===== Dataset =====

PR #4960, opened 2020-02-24
Fix radioacesstechnology api deprecated for ios 12.0 or newer

doudounan:
Fix radioacesstechnology api deprecated for ios 12.0 or newer

### DIFF
--- a/GoogleDataTransport/GDTCORLibrary/GDTCORPlatform.m
+++ b/GoogleDataTransport/GDTCORLibrary/GDTCORPlatform.m
@@ -72,7 +72,7 @@ GDTCORNetworkMobileSubtype GDTCORNetworkMobileSubTypeMessage() {
     networkInfo = [[CTTelephonyNetworkInfo alloc] init];
   });
   NSString *networkCurrentRadioAccessTechnology;
-  if(@available(iOS 13, *)) {
+  if(@available(iOS 12, *)) {
     NSDictionary<NSString *, NSString *> *networkCurrentRadioAccessTechnologyDict = networkInfo.serviceCurrentRadioAccessTechnology;
     if(networkCurrentRadioAccessTechnologyDict){
       networkCurrentRadioAccessTechnology = networkCurrentRadioAccessTechnologyDict.allValues[0];
--- a/GoogleDataTransport/GDTCORLibrary/GDTCORPlatform.m
+++ b/GoogleDataTransport/GDTCORLibrary/GDTCORPlatform.m
@@ -75,7 +75,9 @@ GDTCORNetworkMobileSubtype GDTCORNetworkMobileSubTypeMessage() {
   if (@available(iOS 12, *)) {
     NSDictionary<NSString *, NSString *> *networkCurrentRadioAccessTechnologyDict =
         networkInfo.serviceCurrentRadioAccessTechnology;
-    if (networkCurrentRadioAccessTechnologyDict) {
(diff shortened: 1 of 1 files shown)


paulb777:
We don't yet have automated tests for Catalyst, so please test Catalyst manually.

GoogleDataTransport/GDTCORLibrary/GDTCORPlatform.m
```diff
@@ -71,7 +71,16 @@ GDTCORNetworkMobileSubtype GDTCORNetworkMobileSubTypeMessage() {
     };
     networkInfo = [[CTTelephonyNetworkInfo alloc] init];
   });
-  NSString *networkCurrentRadioAccessTechnology = networkInfo.currentRadioAccessTechnology;
+  NSString *networkCurrentRadioAccessTechnology;
+  if (@available(iOS 12, *)) {
+    NSDictionary<NSString *, NSString *> *networkCurrentRadioAccessTechnologyDict =
+        networkInfo.serviceCurrentRadioAccessTechnology;
+    if (networkCurrentRadioAccessTechnologyDict) {
+      networkCurrentRadioAccessTechnology = networkCurrentRadioAccessTechnologyDict.allValues[0];
```
morganchen12: Based on the [documentation for this method](https://developer.apple.com/documentation/coretelephony/cttelephonynetworkinfo/3024510-servicecurrentradioaccesstechnol?language=objc) we should be checking the keys and not the values. 

>The keys for the `serviceCurrentRadioAccessTechnology` dictionary are `NSString` objects, each of which represents a service. The entry associated with a key is nil if the service is not registered on any network.
>
>Although the actual value of a key isn’t important, you can also use it to get the carrier information associated with the service. To do so, pass the key to the `serviceSubscriberCellularProviders` dictionary.

GoogleDataTransport/GDTCORLibrary/GDTCORPlatform.m
```diff
@@ -75,7 +75,9 @@ GDTCORNetworkMobileSubtype GDTCORNetworkMobileSubTypeMessage() {
   if (@available(iOS 12, *)) {
     NSDictionary<NSString *, NSString *> *networkCurrentRadioAccessTechnologyDict =
         networkInfo.serviceCurrentRadioAccessTechnology;
-    if (networkCurrentRadioAccessTechnologyDict) {
+    if (networkCurrentRadioAccessTechnologyDict.count) {
+      // In iOS 12, multiple radio technologies can be captured. We prefer not particular radio
+      // tech to another, so we'll just return the first value in the dictionary.
       networkCurrentRadioAccessTechnology = networkCurrentRadioAccessTechnologyDict.allValues[0];
```
mikehaney24: This needs to be allKeys, not allValues

doudounan: The keys can be associated with other apis, like serviceSubscriberCellularProviders dictionary, but for the networkCurrentRadioAccessTechnology string we want is stored in the values.

GoogleDataTransport/GDTCORLibrary/GDTCORPlatform.m
doudounan: Thank you, Morgan. I have changed the if condition to check dictionary.count. And for the networkCurrentRadioAccessTechnology string we want is stored in the values.

PR #4961, opened 2020-02-24
Remove Firebase Database specific log levels in favour FIRLoggerLevel

### LINKED ISSUE #4916: Path .info/connected returns NO with good connection

    file a Github issue.
    with the `firebase` tag.
    google group.

  * Xcode version: 11.3
  * Firebase SDK version: 6.16.0
  * Firebase Component: Database
  * Component version: 6.1.4

#### Steps to reproduce:

We use the `.info/connected` to make sure Firebase is online but it quite often returns NO even when the phone internet connection is working fine and without any issues. Not sure if its a bug, a mistake in our implementation or if thats normal to happen.

#### Relevant Code:

```
Database.database().reference(withPath: ".info/connected").observe(.value)
        {[weak self] (snapshot) in
            
            if let unwrappedIsConnected = snapshot.value as? Bool {
                
                if(unwrappedIsConnected){
                    
                    SwiftMessages.hide(id: "messageCantReachServer")
                    
                    if let unwrappedTask = self?.task {
                        
                        unwrappedTask.cancel()
                    }
                } else {
            
                    self?.task = DispatchWorkItem { self?.showMessageCantReachServer() }
                    
                    if let unwrappedTask = self?.task {
                        
                        DispatchQueue.main.asyncAfter(deadline: DispatchTime.now() + 3, execute: unwrappedTask)
                    }
                }
            }
        }
```

### LINKED ISSUE #4958: Firebase Database debug logs don't respect `-FIRDebugEnabled` flag.
Firebase Database debug logs are not enabled by `-FIRDebugEnabled`. Reproducible in Firebase Database 6.1.4.

Uncovered in #4916.

maksymmalyhin:
Fixes #4958.

Currently Firebase Database SDK uses additional log levels on top of `FIRLoggerLevel` which is a bit confusing and inconsistent with other Firebase SDK.

- `FLogLevel` and related code from Database SDK removed
- `+ [FIRDatabase setLoggingEnabled:]` method deprecated

### DIFF
--- a/Firebase/Database/Utilities/FUtilities.h
+++ b/Firebase/Database/Utilities/FUtilities.h
@@ -28,8 +28,6 @@
 + (NSError *)errorForStatus:(NSString *)status andReason:(NSString *)reason;
 + (NSNumber *)intForString:(NSString *)string;
 + (NSString *)ieee754StringForNumber:(NSNumber *)val;
-+ (void)setLoggingEnabled:(BOOL)enabled;
-+ (BOOL)getLoggingEnabled;
 
 + (NSString *)minName;
 + (NSString *)maxName;
@@ -41,14 +39,6 @@
 
 @end
 
-typedef enum {
-    FLogLevelDebug = 1,
-    FLogLevelInfo = 2,
-    FLogLevelWarn = 3,
-    FLogLevelError = 4,
-    FLogLevelNone = 5
-} FLogLevel;
-
 // Log tags
 FOUNDATION_EXPORT NSString *const kFPersistenceLogTag;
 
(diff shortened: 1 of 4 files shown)


paulb777:
Also needs an API review @ryanwilson

Firebase/Database/Utilities/FUtilities.h
```diff
@@ -41,42 +39,26 @@
...
-        }                                                                      \
+        FIRLogDebug(kFIRLoggerDatabase, (code), (format), ##__VA_ARGS__);      \
     } while (0)
 
 #define FFInfo(code, format, ...)                                              \
     do {                                                                       \
-        if (FFIsLoggingEnabled(FLogLevelInfo)) {                               \
-            FIRLogError(kFIRLoggerDatabase, (code), (format), ##__VA_ARGS__);  \
-        }                                                                      \
+        FIRLogError(kFIRLoggerDatabase, (code), (format), ##__VA_ARGS__);      \
```
ryanwilson: Presumably this should be `FIRLogInfo` instead of `FIRLogError` - I realize it was just a copy paste from before but that could also be why Database is particularly chatty during logs.

ryanwilson: Or, maybe since there's no `FFError`, we should rename it as such.

maksymmalyhin: Good catch! I'll update it to use proper FIRLogger level if we decide to move ahead with the change.

schmidt-sebastian: This seems like a bug more than a conscious decision. I can't come up with a reason why we would log INFOs at a higher level than WARN.

Can you update to use the proper level here? Please also add a changelog.

maksymmalyhin: I guess,  the intention was to make Database logging level to suppress the global logging level (if global level if error but DB level is Info, then DB logs are printed anyway). Doesn't look really readable though. @schmidt-sebastian Do you still think we will need to change it even if we decide to postpone the public API change? See also discussion in go/firebase-database-ios-log-level-api.

schmidt-sebastian: I can't get myself to recommend that you keep it as is, so I would suggest changing it. Info logs shouldn't log at a higher level than warning logs. Let's just make sure to make it very obvious in the release notes.

ryanwilson: If my search was right there’s only a single log that uses this function so it doesn’t have a super high impact either way.

maksymmalyhin:
Decided to postpone until a universal solution to control log level per component is implemented (see go/firebase-database-ios-log-level-api for details).

PR #4963, opened 2020-02-24
Move sample independent watch app under Example folder

chliangGoogle:
instead of the messaging's  unit test app folder


chliangGoogle:
revert this as I realize I pull from the wrong branch.

PR #4955, opened 2020-02-21
Make Firebase Storage compile and work in independent watch app

chliangGoogle:
I added a simple use case of Storage that apple watch is able to load image successfully.

PR #4965, opened 2020-02-25
Wrap SCNetworkReachabilityFlags and fix Catalyst warning

doudounan:
1 Wrap SCNetworkReachabilityFlags in GDTCORPlatform.
2 Fix Catalyst warning in GDTCORPlatform.

### DIFF
--- a/GoogleDataTransport/GDTCORLibrary/Public/GDTCORPlatform.h
+++ b/GoogleDataTransport/GDTCORLibrary/Public/GDTCORPlatform.h
@@ -75,13 +75,13 @@ typedef NS_ENUM(NSInteger, GDTCORNetworkMobileSubtype) {
 BOOL GDTCORReachabilityFlagsContainWWAN(SCNetworkReachabilityFlags flags);
 #endif
 
-/** Generates an enum message GDTCORNetworkType representing Network connection type.
+/** Generates an enum message GDTCORNetworkType representing network connection type.
  *
  * @return A GDTCORNetworkType representing network connection type.
  */
 GDTCORNetworkType GDTCORNetworkTypeMessage(void);
 
-/** Generates an enum message GDTCORNetworkMobileSubtype representing Network connection mobile
+/** Generates an enum message GDTCORNetworkMobileSubtype representing network connection mobile
  * subtype.
  *
  * @return A GDTCORNetworkMobileSubtype representing network connection mobile subtype.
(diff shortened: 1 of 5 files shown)


chliangGoogle:
Can you also add watchos along with other platforms in https://github.com/firebase/firebase-ios-sdk/blob/master/.github/workflows/datatransport.yml? This helps prevent errors again like presubmit.

doudounan:
> Can you also add watchos in https://github.com/firebase/firebase-ios-sdk/blob/master/.github/workflows/datatransport.yml? This helps prevent errors again like presubmit.

Yes, we definitely should.

mikehaney24:
> #4955

Standard pod lib lint doesn't do anything, so making this change doesn't do anything. watchOS also doesn't support unit tests. The reason why it works in storage is because they use a different build and test system. Doudou or myself would have to replicate that infra here in GDT.

pod gen can't even generate a watchOS project, so I'm not sure anything is building.

```
 -> GoogleDataTransport
[!] Skipping test spec `GoogleDataTransport/Tests-Unit` on platform `watchos` since it is not supported.
 -> GoogleDataTransport (4.0.0)
    - NOTE  | xcodebuild:  note: Using new build system
```

GoogleDataTransport/GDTCORLibrary/Public/GDTCORPlatform.h
```diff
@@ -68,6 +75,12 @@ typedef NS_ENUM(NSInteger, GDTCORNetworkMobileSubtype) {
 BOOL GDTCORReachabilityFlagsContainWWAN(SCNetworkReachabilityFlags flags);
 #endif
 
+/** Generates an enum message GDTCORNetworkType representing Network connection type.
```
mikehaney24: network

chliangGoogle:
I see. Isn't storage just using the new github action? I thought as long as we copied the yml file, we've used the same build and test system.

mikehaney24:
> I see. Isn't storage just using the new github action? I thought as long as we copied the yml file, we've used the same build and test system.

They're still using GHA for CI, but it calls into `scripts/build.sh`, whereas GDT's workflow calls `scripts/pod_lib_lint.sh`

For GDT, we'd need to probably add something back to build.sh for our watchOS build that builds and runs a manually created watchOS test project

chliangGoogle:
I was planning just duplicate the yml in messaging, looks like there are more work needs to be done here. Thanks for the explanation! I will look into more for messaging as well.

PR #4970, opened 2020-02-25
Add github action for Messaging 

chliangGoogle:
Also move watchOS app under Example folder


.github/workflows/messaging.yml
```diff
@@ -0,0 +1,71 @@
...
+    - cron:  '0 7 * * *'
+
+jobs:
+  messaging:
+    runs-on: macos-latest
+    steps:
+    - uses: actions/checkout@v1
+    - name: Setup Bundler
+      run: scripts/setup_bundler.sh
+    - name: Install Secret GoogleService-Info.plist
```
paulb777: Shouldn't need the secret for Messaging

.github/workflows/messaging.yml
```diff
@@ -0,0 +1,71 @@
...
+    - '.github/workflows/messaging.yml'
+  schedule:
+    # Run every day at 11pm (PST) - cron uses UTC times
+    - cron:  '0 7 * * *'
+
+jobs:
+  messaging:
+    runs-on: macos-latest
+    steps:
+    - uses: actions/checkout@v1
```
wilhuff: Prefer `actions/checkout@v2`, which is much faster since it does a shallow clone.

.github/workflows/messaging.yml
```diff
@@ -0,0 +1,71 @@
...
+    - name: Setup Bundler
+      run: scripts/setup_bundler.sh
+    - name: Install Secret GoogleService-Info.plist
+      env:
+         plist_secret: ${{ secrets.StoragePlistSecret }}
+      run: ./scripts/decrypt_gha_secret.sh scripts/gha-encrypted/storage-db-plist.gpg \
+          FirebaseStorage/Tests/Integration/Resources/GoogleService-Info.plist "$plist_secret"
+    - name: BuildAndTest # can be replaced with pod lib lint with CocoaPods 1.10
```
paulb777: Storage shouldn't be built from messaging.yml

.github/workflows/messaging.yml
```diff
@@ -0,0 +1,71 @@
...
+      run: scripts/third_party/travis/retry.sh scripts/build.sh Storage all
```
wilhuff: Did you mean "Messaging" instead of "Storage" here? (and possibly above)

.github/workflows/messaging.yml
```diff
@@ -0,0 +1,71 @@
...
+      run: scripts/setup_bundler.sh
+    - name: Build and test
+      run: scripts/third_party/travis/retry.sh scripts/pod_lib_lint.rb FirebaseMessaging.podspec --skip-tests --platforms=watchos
+
+
+  messaging-cron-only:
+    runs-on: macos-latest
+    if: github.event_name == 'schedule'
+    strategy:
+      matrix:
```
paulb777: matrix doesn't work here since the --use-modular-headers with watchos won't work without --skip-tests

.github/workflows/messaging.yml
```diff
@@ -0,0 +1,71 @@
...
+      run: scripts/setup_bundler.sh
+    - name: Install Secret GoogleService-Info.plist
+      env:
+         plist_secret: ${{ secrets.StoragePlistSecret }}
+      run: ./scripts/decrypt_gha_secret.sh scripts/gha-encrypted/storage-db-plist.gpg \
+          FirebaseStorage/Tests/Integration/Resources/GoogleService-Info.plist "$plist_secret"
+    - name: BuildAndTest # can be replaced with pod lib lint with CocoaPods 1.10
+      run: scripts/third_party/travis/retry.sh scripts/build.sh Storage all
+
+  pod_lib_lint:
```
wilhuff: This name is spelled inconsistently with `messaging-cron-only` (i.e. snake_case vs kebab-case). Rename these to `pod-lib-lint`?

Also, if you're up for it, fix core.yml as well which also has this inconsistency.

.github/workflows/messaging.yml
```diff
@@ -0,0 +1,71 @@
...
+    - name: Build and test
+      run: scripts/third_party/travis/retry.sh scripts/pod_lib_lint.rb FirebaseMessaging.podspec --skip-tests --platforms=watchos
+
+
+  messaging-cron-only:
+    runs-on: macos-latest
+    if: github.event_name == 'schedule'
+    strategy:
+      matrix:
+        target: [ios, tvos, macos, watchos]
```
wilhuff: This is going to run each of these in combination with the sets of flags below. This will include `watchos` in combination with `--use-modular-headers` which won't include `--skip-tests`. This probably isn't what you want. You probably want to have a `messaging-watchos-cron-only` target as well.

.github/workflows/messaging.yml
```diff
@@ -0,0 +1,71 @@
...
+        flags: [
+          '--use-modular-headers',
+          '--skip-tests --use-libraries'
+        ]
+    needs: pod_lib_lint
```
wilhuff: Is this dependency necessary? If so you'll need to depend on `pod-lib-lint-watchos` when the target is watchos (another argument for a separate cron-only target).

.github/workflows/messaging.yml
chliangGoogle: I think it's because core also already has a 'pod-lib-lint'. I think the difference is one with cron job running pod lib lint?

.github/workflows/messaging.yml
```diff
@@ -0,0 +1,67 @@
...
+
+    strategy:
+      matrix:
+        target: [ios, tvos, macos]
+    steps:
+    - uses: actions/checkout@v2
+    - name: Setup Bundler
+      run: scripts/setup_bundler.sh
+    - name: Build and test
+      run: scripts/third_party/travis/retry.sh scripts/pod_lib_lint.rb FirebaseMessaging.podspec --platforms=${{ matrix.target }}
```
mikehaney24: it might be possible to add watchos to the matrix here with something like this:
```
if: matrix.target == 'watchos'
      run: scripts/third_party/travis/retry.sh scripts/pod_lib_lint.rb FirebaseMessaging.podspec --skip-tests --platforms=${{ matrix.target }}
if: matrix.target == 'watchos'
      run: scripts/third_party/travis/retry.sh scripts/pod_lib_lint.rb FirebaseMessaging.podspec --platforms=${{ matrix.target }}
```

.github/workflows/messaging.yml
chliangGoogle: Oh you meant the format. Got it.

.github/workflows/messaging.yml
```diff
@@ -0,0 +1,76 @@
...
+      run: scripts/setup_bundler.sh
+    - name: Build and test
+      if: matrix.target == 'watchos'
+        run: scripts/third_party/travis/retry.sh scripts/pod_lib_lint.rb FirebaseMessaging.podspec --skip-tests --platforms=${{ matrix.target }}
+      if: matrix.target != 'watchos'
+        run: scripts/third_party/travis/retry.sh scripts/pod_lib_lint.rb FirebaseMessaging.podspec --platforms=${{ matrix.target }}
+
+  messaging-cron-only:
+    runs-on: macos-latest
+    if: github.event_name == 'schedule'
```
paulb777: To test, comment this out and uncomment when it goes green.

.github/workflows/messaging.yml
```diff
@@ -0,0 +1,76 @@
...
+    steps:
+    - uses: actions/checkout@v2
+    - name: Setup Bundler
+      run: scripts/setup_bundler.sh
+    - name: PodLibLint Messaging Cron
+      run: scripts/third_party/travis/retry.sh scripts/pod_lib_lint.rb FirebaseMessaging.podspec --platforms=${{ matrix.target }} ${{ matrix.flags }}
+
+  messaging-watchos-cron-only:
+    runs-on: macos-latest
+    if: github.event_name == 'schedule'
```
paulb777: Here too

.github/workflows/messaging.yml
chliangGoogle: I wonder if the second condition will not happen if the first one is not passed. 
looking at the if: github.event_name == 'schedule'

mikehaney24: Totally possible! I suspect it can be done, but my knowledge of this syntax is so low, I'm not a good resource. Feel free to change it back if it's too much trouble.

.github/workflows/messaging.yml
chliangGoogle: comment it out and it went green.

.github/workflows/messaging.yml
chliangGoogle: Same here.

PR #4978, opened 2020-02-26
Add FIRCLSReportUploader unit tests for supporting multiple endpoints

jasonhu-g:


Crashlytics/Crashlytics/Controllers/FIRCLSReportUploader.m
```diff
@@ -113,13 +113,9 @@ - (BOOL)prepareAndSubmitReport:(FIRCLSInternalReport *)report
                        self.dataSource.settings.shouldUseNewReportEndpoint);
 
         if (self.dataSource.settings.shouldUseNewReportEndpoint) {
-          // For the new endpoint, just move the .clsrecords from "processing" -> "prepared"
```
jasonhu-g: Note to self: Add back comment

Crashlytics/UnitTests/Mocks/FIRCLSMockFileManager.h
```diff
@@ -26,13 +26,25 @@
...
 
+@property(nonatomic, copy) NSString *removedItemAtPath_path;
+
 // Overriding the method for testing Settings
 - (BOOL)removeItemAtPath:(NSString *)path;
 
+// Overrides moveItemAtPath if set
+@property(nonatomic) NSNumber *moveItemAtPathResult;
+@property(nonatomic, copy) NSString *moveItemAtPath_path;
+@property(nonatomic, copy) NSString *moveItemAtPath_destDir;
```
samedson: How do you feel about checking the files directly instead of setting variables?

jasonhu-g: Discussed offline:
I have a concern with making changes to the file system in unit tests. I have those tests cause unreliability to tests. One of the things I don’t like with the mock file manager is that it actually calls to the actual file manager. Mocks should not be calling into the product equivalent of itself. We have a good opportunity to fix these unit tests when we remove the experiment and perform a larger refactor.

PR #4984, opened 2020-02-26
Fixes for compatibility with builds in firebase-cpp-sdk

wilhuff:
This makes it possible to embed the Firestore CMake build contained in this repo in the public C++ CMake build.

This is enough to get the firebase-cpp-sdk build working with tests disabled. More changes may be required for tests enabled.

### DIFF
--- a/CMakeLists.txt
+++ b/CMakeLists.txt
@@ -199,7 +199,6 @@ else()
   )
 endif()
 
-add_alias(protobuf::libprotobuf libprotobuf)
 if(CXX_CLANG OR CXX_GNU)
   target_compile_options(
     libprotobuf
--- a/CMakeLists.txt
+++ b/CMakeLists.txt
@@ -60,6 +60,12 @@ endif()
 enable_language(C)
 enable_language(CXX)
 
+option(
+  FIREBASE_IOS_BUILD_TESTS
+  "Enable building of C++ and Objective-C tests for this project"
+  ON
+)
+
 
 list(INSERT CMAKE_MODULE_PATH 0 ${PROJECT_SOURCE_DIR}/cmake)
 include(compiler_id)
@@ -251,7 +257,9 @@ if(APPLE)
 endif()
 
 
-enable_testing()
+if(FIREBASE_IOS_BUILD_TESTS)
+  enable_testing()
+endif()
 include(compiler_setup)
 
 add_subdirectory(FirebaseCore)
--- a/CMakeLists.txt
+++ b/CMakeLists.txt
@@ -140,6 +140,12 @@ endif()
 
 
 # gRPC
+
+# libcurl and c-ares conflict in their usage of this variable. Prevent
+# libcurl's setting of this variable from affecting the c-ares build that's
+# pulled in indirectly via gRPC.
+unset(RANDOM_FILE CACHE)
+
 find_package(OpenSSL QUIET)
 if(OPENSSL_FOUND)
   set(gRPC_SSL_PROVIDER package CACHE STRING "Use external OpenSSL")
--- a/cmake/compiler_setup.cmake
+++ b/cmake/compiler_setup.cmake
@@ -117,14 +117,6 @@ if(MSVC)
 endif()
 
 foreach(flag ${common_flags} ${c_flags})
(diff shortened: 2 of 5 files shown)


cmake/compiler_setup.cmake
```diff
@@ -116,14 +116,6 @@ if(MSVC)
   )
 endif()
 
-foreach(flag ${common_flags} ${c_flags})
```
var-const: What's the reason to delete these lines?

cmake/external_rules.cmake
```diff
@@ -36,9 +36,22 @@ function(download_external_sources)
...
 function(add_external_subdirectory NAME)
-  add_subdirectory(
-    ${FIREBASE_BINARY_DIR}/external/src/${NAME}
-    ${FIREBASE_BINARY_DIR}/external/src/${NAME}-build
-    EXCLUDE_FROM_ALL
-  )
+  string(TOUPPER ${NAME} UPPER_NAME)
+  if (NOT EXISTS ${${UPPER_NAME}_SOURCE_DIR})
+    set(${UPPER_NAME}_SOURCE_DIR "${FIREBASE_BINARY_DIR}/external/src/${NAME}")
+    set(${UPPER_NAME}_SOURCE_DIR "${${UPPER_NAME}_SOURCE_DIR}" PARENT_SCOPE)
```
var-const: Can these two calls to `set` be rolled into one? (i.e. `set(${UPPER_NAME}_SOURCE_DIR "${FIREBASE_BINARY_DIR}/external/src/${NAME}" PARENT_SCOPE)`)

cmake/external_rules.cmake
```diff
@@ -36,9 +36,22 @@ function(download_external_sources)
...
+  endif()
+
+  if (NOT EXISTS ${${UPPER_NAME}_BINARY_DIR})
+    set(${UPPER_NAME}_BINARY_DIR "${${UPPER_NAME}_SOURCE_DIR}-build")
+    set(${UPPER_NAME}_BINARY_DIR "${${UPPER_NAME}_BINARY_DIR}" PARENT_SCOPE)
+  endif()
+
+  if (EXISTS "${${UPPER_NAME}_SOURCE_DIR}/CMakeLists.txt")
```
var-const: `else` branch does nothing -- it is an expected case as well, or should it report an error?

CMakeLists.txt
```diff
@@ -187,7 +199,6 @@ else()
   )
 endif()
 
-add_alias(protobuf::libprotobuf libprotobuf)
```
var-const: What's the reason to remove this line?

scripts/binary_to_array.py
```diff
@@ -48,8 +48,6 @@
 import logging
 import os
```
var-const: What was the problem with the previous state of this script?

cmake/compiler_setup.cmake
wilhuff: These change global state and apply our preferences for flags to all compile actions. This breaks `firebase-cpp-sdk` and its dependencies which don't hold themselves to anywhere near as high a standard.

cmake/external_rules.cmake
wilhuff: No. Each `set` call can only operate on a single scope at a time.

CMakeLists.txt
wilhuff: The upstream protobuf CMakeLists.txt now does this. Some previous upgrade failed to notice this and it's just cruft now.

scripts/binary_to_array.py
wilhuff: Most of the context for these changes was in the individual commit messages (e.g. [this one](https://github.com/firebase/firebase-ios-sdk/pull/4984/commits/07d1e5e1a72abb405e11d992b6f73789317ab4da)).

This code previously expected to be run from within a git repository but this assumption is flawed:

  * iOS users can download an archive of the source tree, in which case there's no `.git` folder
  * `firebase-cpp-sdk` actually does this to download its copy of `firebase-ios-sdk`

cmake/external_rules.cmake
wilhuff: Its an expected case that matches behavior in `firebase-cpp-sdk`. I may revisit this later.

=====

▶ _What is required_:
A count is needed of the lines in this data that contain "green"; give the number and no other text.

▶ _Solution for this task_:
2